*** Input data Section Begins ***

PR #383, opened 2019-07-06
Auto Reject fixes

### LINKED ISSUE #371: Autoreject issues (double lust & missing trigger).
The autoreject logic will not be invoked when looking at ALLIES if the luster also has you lusted. This is suddenly more likely due to a new card that was added (Travian).

The trigger "Lust" under "Tarot" must have its second regex updated to account for "(M)" at the end:

> You feel an unusually strong lust for Seelie (M).

Suggestion is the second regex be updated to 

`^You feel an unusually strong lust for (\w+)(\.| \(M\)\.)$`

Additionally, the trigger "svo cure lovers nobody" must be updated to account to the new format when rejecting someone who is not lusting you:

> Why would you reject Seelie?

Suggestion is to add the following regex to the trigger:

`^Why would you reject (\w+)\?$`

Thank you.

DazedxJoker:
This should fix #371, and make it so Svof will reject lust if it is mutual.


vadi2:
Make sure to start with the in client branch, not the master one 😁

PR #390, opened 2019-07-06
Defense list fix

QwindorRousseau:
Simple fix that was just overlooked.


QwindorRousseau:
Nevermind. Not understanding problem correctly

*** Input data Section Ends ***

* Work request
Please retype every entry above exactly as it stands.

* Answer to this task
PR #383, opened 2019-07-06
Auto Reject fixes

### LINKED ISSUE #371: Autoreject issues (double lust & missing trigger).
The autoreject logic will not be invoked when looking at ALLIES if the luster also has you lusted. This is suddenly more likely due to a new card that was added (Travian).

The trigger "Lust" under "Tarot" must have its second regex updated to account for "(M)" at the end:

> You feel an unusually strong lust for Seelie (M).

Suggestion is the second regex be updated to 

`^You feel an unusually strong lust for (\w+)(\.| \(M\)\.)$`

Additionally, the trigger "svo cure lovers nobody" must be updated to account to the new format when rejecting someone who is not lusting you:

> Why would you reject Seelie?

Suggestion is to add the following regex to the trigger:

`^Why would you reject (\w+)\?$`

Thank you.

DazedxJoker:
This should fix #371, and make it so Svof will reject lust if it is mutual.


vadi2:
Make sure to start with the in client branch, not the master one 😁

PR #390, opened 2019-07-06
Defense list fix

QwindorRousseau:
Simple fix that was just overlooked.


QwindorRousseau:
Nevermind. Not understanding problem correctly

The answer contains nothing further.